Americano apasionado, cronista ejemplar, filólogo experto, arqueólogo famoso, filósofo asiduo, abogado justo, maestro amable, literato diligente, era orgullo de Cuba Bachiller y Morales, y ornato de su raza. Pero más que por aquella laboriosidad pasmosa, clave y auxiliar de todas sus demás virtudes; más que por aquellos anaqueles de saber que hacían de su mente capaz, una como biblioteca alejandrina; más que por aquel candor moral que en tiempos aciagos, y con la bota del amo en la frente, le tuvo entretenido, como en quehacer doméstico, en investigar las curiosidades más recónditas de su Cuba, de su América, y los modos más varios de serles útil; más que por aquella mezcla dichosa de ingenuidad y respeto en la defensa de sus juicios, y por la sencillez e ingenio con que trataba, como a amigos de su corazón, al principiante más terco y al niño más humilde; más que por aquella juventud perenne en que mantuvieron su inteligencia el afán de saber y la limpieza de su vida, fue Bachiller notable porque cuando pudo abandonar a su país o seguirlo en la crisis a que le tenían mal preparado su carácter pacífico, su filosofía generosa, su complacencia en las dignidades, su desconfianza en la empresa, sus hábitos de rico, dejó su casa de mármol con sus fuentes y sus flores, y sus libros, y sin más caudal que su mujer, se vino a vivir con el honor, donde las miradas no saludan, y el sol no calienta a los viejos, y cae la nieve.

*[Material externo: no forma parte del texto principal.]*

PR #15989, opened 2024-08-05
feat: some limits for wallet section

### LINKED ISSUE #15934: Some limits for Wallet section
**Initial proposal:**
~We should limit the number of:~
~- keypairs to 3 (excluding profile keypair)~
~- accounts per keypair to 5~
~- watch only accounts to 3~
~- saved addresses to 20~

----
**After the discussion** 

Discord discussion starts here https://discord.com/channels/1210237582470807632/1254827811873620068/1268470171232899145 the following is decided:

- limit the number of accounts to 20 (it includes all accounts, keyapir + watch-only)
- limit keypairs to 5 (including profile keypair)
- limit watch-only accounts to 3
- limit saved addresses to 20 (this doesn't count in accounts limit)

When the user tries to add:
- 21st account, a popup should appear saying "Limit of 20 accounts reached. Please remove an account to add a new one." (the popup has 2 options, "Cancel", "Manage accounts")
- 6th key pair, a popup should appear saying "Limit of 5 key pairs reached. Please remove a key pair to add a new one." (the popup has 2 options, "Cancel", "Manage keypairs")
- 4th watch-only account, a popup should appear saying "Limit of 3 watched addresses reached. Please remove a watched address to add a new one." (the popup has 2 options, "Cancel", "Manage accounts") 
- 21st saved address, a popup should appear saying "Limit of 20 saved addresses reached. Please remove a saved address to add a new one." (the popup has 2 options, "Cancel", "Manage addresses") 

----

The mobile team should be aware of this change as well.
@ilmotta @J-Son89

saledjenic:
Related `status-go` PR:
- https://github.com/status-im/status-go/pull/5645

Added limitations:
- allowed adding of max 20 accounts
- allowed adding of max 3 watch only accounts
- allowed adding of max 5 key pairs (including the profile key pair)
- allowed adding of max 20 saved addresses per mode

Limits applied when running keycard flows that add new key pairs/accounts

Closes #15934

Accounts/keypairs flow:

https://github.com/user-attachments/assets/70a6f0fb-2661-473d-9f5c-9979fad3a3de

Keycard flow:

https://github.com/user-attachments/assets/70da7cfb-461f-4918-ab18-c9f102def2e3

### DIFF
--- a/src/app/modules/main/profile_section/keycard/controller.nim
+++ b/src/app/modules/main/profile_section/keycard/controller.nim
@@ -124,3 +124,9 @@ proc getKeypairs*(self: Controller): seq[wallet_account_service.KeypairDto] =
 
 proc getKeypairByKeyUid*(self: Controller, keyUid: string): wallet_account_service.KeypairDto =
   return self.walletAccountService.getKeypairByKeyUid(keyUid)
+
+proc remainingKeypairCapacity*(self: Controller): int =
+  return self.walletAccountService.remainingKeypairCapacity()
+
+proc remainingAccountCapacity*(self: Controller): int =
+  return self.walletAccountService.remainingAccountCapacity()
--- a/src/app/modules/main/profile_section/keycard/io_interface.nim
+++ b/src/app/modules/main/profile_section/keycard/io_interface.nim
@@ -100,6 +100,12 @@ method onKeycardUidUpdated*(self: AccessInterface, keycardUid: string, keycardNe
 method prepareKeycardDetailsModel*(self: AccessInterface, keyUid: string) {.base.} =
   raise newException(ValueError, "No implementation available")
 
+method remainingKeypairCapacity*(self: AccessInterface): int {.base.} =
+  raise newException(ValueError, "No implementation available")
+
+method remainingAccountCapacity*(self: AccessInterface): int {.base.} =
+  raise newException(ValueError, "No implementation available")
+
 
 # View Delegate Interface
 # Delegate for the view must be declared here due to use of QtObject and multi
--- a/src/app/modules/main/profile_section/keycard/module.nim
+++ b/src/app/modules/main/profile_section/keycard/module.nim
@@ -415,3 +415,9 @@ method prepareKeycardDetailsModel*(self: Module, keyUid: string) =
       continue
     items.add(item)
   self.view.createModelAndSetKeycardDetailsItems(items)
+
+method remainingKeypairCapacity*(self: Module): int =
+  return self.controller.remainingKeypairCapacity()
+
+method remainingAccountCapacity*(self: Module): int =
+  return self.controller.remainingAccountCapacity()
--- a/src/app/modules/main/profile_section/keycard/view.nim
+++ b/src/app/modules/main/profile_section/keycard/view.nim
@@ -131,3 +131,9 @@ QtObject:
 
   proc prepareKeycardDetailsModel*(self: View, keyUid: string) {.slot.} =
     self.delegate.prepareKeycardDetailsModel(keyUid)
+
+  proc remainingKeypairCapacity*(self: View): int {.slot.} =
+    return self.delegate.remainingKeypairCapacity()
+
+  proc remainingAccountCapacity*(self: View): int {.slot.} =
+    return self.delegate.remainingAccountCapacity()
--- a/src/app/modules/main/wallet_section/saved_addresses/controller.nim
+++ b/src/app/modules/main/wallet_section/saved_addresses/controller.nim
@@ -52,3 +52,6 @@ proc createOrUpdateSavedAddress*(self: Controller, name: string, address: string
 
 proc deleteSavedAddress*(self: Controller, address: string) =
   self.savedAddressService.deleteSavedAddress(address)
+
+proc remainingCapacityForSavedAddresses*(self: Controller): int =
+  return self.savedAddressService.remainingCapacityForSavedAddresses()
--- a/src/app/modules/main/wallet_section/saved_addresses/io_interface.nim
+++ b/src/app/modules/main/wallet_section/saved_addresses/io_interface.nim
@@ -39,6 +39,9 @@ method savedAddressNameExists*(self: AccessInterface, name: string): bool {.base
 method getSavedAddressAsJson*(self: AccessInterface, address: string): string {.base.} =
   raise newException(ValueError, "No implementation available")
 
+method remainingCapacityForSavedAddresses*(self: AccessInterface): int {.base.} =
+  raise newException(ValueError, "No implementation available")
+
 type
   ## Abstract class (concept) which must be implemented by object/s used in this
   ## module.
--- a/src/app/modules/main/wallet_section/saved_addresses/module.nim
+++ b/src/app/modules/main/wallet_section/saved_addresses/module.nim
@@ -104,3 +104,6 @@ method getSavedAddressAsJson*(self: Module, address: string): string =
     "isTest": saDto.isTest,
   }
   return $jsonObj
+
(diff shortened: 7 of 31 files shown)


alexjba (commented):
Nice work! Glad to see some limits here!

suggestion: WDYT of unifying the code for the limit popup in Popups.qml? Would remove some of the redundancy.

issue: Looks like the source of truth for the accounts nb might not be correct in some situations (please see the video below). I'm wondering if the limit is correctly computed for synced/imported Status accounts. I think it won't be correctly computed for accounts that migrate from an older version where we didn't had the wallet DB.
Repro:
1. Started with 5 accounts (2 status accounts + 3 watch only) and a fresh wallet db. Had to delete the older one because the app started freezing after adding a few accounts. But this might simulate scenarios where users sync/import/migrate the Status account and the app starts with a new wallet DB.
2. Add new accounts to hit the limit (limit was reached to 23 accounts + 3 watch only). 
3. Immediately after the first limit warning I've started deleting the accounts one by one.
4. The limit warning was removed only after deleting the 18th account (still had other 3 watch only)

https://github.com/user-attachments/assets/620ac106-64d5-44e4-a294-f6c1e1b1bf85

question: Looks like the accounts limit is also including the watch only accounts. Is this intended? E.g. The user is allowed to add 17 accounts and 3 watch only accounts.

thought: Have you considered defining the wallet limits in the backend and provide the limits to nim/qml as a constant value. E.g. `getAccountsLimit` would return `20`. It would reduce the status-go traffic

saledjenic:
> WDYT of unifying the code for the limit popup in Popups.qml? Would remove some of the redundancy.

I was thinking but didn't want to get with having a separate qml file just for limit warnings since the popup contains only title and a single message as the content of it.

> Looks like the source of truth for the accounts nb might not be correct in some situations (please see the video below).

We're checking for capacity on the statusgo side (there are new endpoints for returning the correct capacity), looking at the video you provided, not sure how you get into this situation. How did you add 23 accounts?

> I think it won't be correctly computed for accounts that migrate from an older version where we didn't had the wallet DB.

Yes, we cannot delete accounts if the user already has more than the limit, but every time he tries to add a new account we should display the message that the limit of 20 (for wallet accs + wo accs) is reached until he removes enough accounts to get under that limit.

> Add new accounts to hit the limit (limit was reached to 23 accounts + 3 watch only).

So you started from an empty Status folder, created a new account, and added 23 accounts? If so, very weird, cause I tested that and was not able to add more than 20 anyhow, will check again.

> question: From the video above looks like the accounts limit is also including the watch only accounts. Is this intended? E.g. The user is allowed to add 17 accounts and 3 watch only accounts.

Yes, the user can add max 20 accounts in total, watch-only + wallet accounts.

> thought: Have you considered defining the wallet limits in the backend and provide the limits to nim/qml as a constant value. E.g. getAccountsLimit would return 20. It would reduce the status-go traffic

Why do we need that? We already have statusgo calls we do when about to add a new account, those are:
- `RemainingAccountCapacity`
- `RemainingKeypairCapacity`
- `RemainingWatchOnlyAccountCapacity`
- `RmaininngCapacityForSavedAddresses`


@alexjba thanks a lot for testing this, I will try to reproduce the issue you mentioned above.

alexjba:
> So you started from an empty Status folder, created a new account, and added 23 accounts? If so, very weird, cause I tested that and was not able to add more than 20 anyhow, will check again.

Not an empty Status folder, but I didn't have the wallet DB. The Status account had already 5 accounts (3 of them watch -only). Reached this configuration by accident, but I was thinking this flow might be relevant for people restoring from seed, syncing profiles or migrating from older Status versions.


> > thought: Have you considered defining the wallet limits in the backend and provide the limits to nim/qml as a constant value. E.g. getAccountsLimit would return 20. It would reduce the status-go traffic
> 
> Why do we need that? We already have statusgo calls we do when about to add a new account, those are:

Yes, I've seen the calls. I was thinking that it might have 2 benefits. Reduce status-go traffic and we wouldn't see issues the one in the video because the limit would also be imposed by QML/nim based on the data we display (E.g. Receive from status-go the max number of accounts and compare with the accounts model count whenever the user clicks on add account). Just a thought to consider if it's difficult to fix the issue in the video with the current approach.

> not sure how you get into this situation. How did you add 23 accounts?

Added more repro steps in the initial comment. But long story short:
I've deleted the wallet DB for a Status account that already had 5 accounts and then added 18 more. It's probably the same scenario when someone migrates from old Status versions. I'm not 100% confident it's a valid point though since my case is quite artificial. Up to you to decide if it's worth more time.

saledjenic:
> Not an empty Status folder, but I didn't have the wallet DB.

Maybe that's the case,  accounts, watch-only accounts and keypairs are not part of the wallet db, maybe somethings got corrupted that way.

> The Status account had already 5 accounts (3 of them watch -only).

Before opening this PR I tested all that and all worked fine. Also tested it just now and all was good.

> Reached this configuration by accident, but I was thinking this flow might be relevant for people restoring from seed, syncing profiles or migrating from older Status versions.

In case the user has more than 3 watch-only accounts added and more than 20 accounts added in total and more than 5 keypairs added in total, we do nothing, like we don't delete any of them on our own. Instead when user tries to add any new, we display popup saying "You reached the limit of X ...", which is ok, what we want. Once user deletes enough accounts/keypairs that they are under the limit, the app will allows him to add more, till then he can just edit.

> Yes, I've seen the calls. I was thinking that it might have 2 benefits. Reduce status-go traffic and we wouldn't see issues the one in the video because the limit would also be imposed by QML/nim based on the data we display (E.g. Receive from status-go the max number of accounts and compare with the accounts model count whenever the user clicks on add account). Just a thought to consider if it's difficult to fix the issue in the video with the current approach.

Y vivió en estos fríos, sin que la mudanza de fortuna le agriase la mansedumbre, con aquella sanidad ejemplar que le daba fuerza de mente, en su vida de prócer habanero, para acabar traduciendo versos pomposos de Lefranc de Pompignan el día que había empezado cotejando el libro de Horn sobre orígenes de América, con la relación del pobre lego Ramón Pane, escrita por mandado de su señor el almirante; o rematar, en el desahogo del domingo, un estudio sobre los nombres del aje, o la región de los omaguas de casco de oro y peto de algodón, o un comentario sobre lo que dice Moke de la raza pacífica de las Antillas en su Historia de los Pueblos Americanos.

Nueva York mismo, harto ocupada para cortesías, le daba puesto de honor en sus academias; y no había asiento más bruñido que el del «caballero cubano», en la biblioteca de Astor; porque de otra cosa no muestra vanidad, pero sí de que sepan cómo estuvo en la biblioteca «por última vez en tal día».[…]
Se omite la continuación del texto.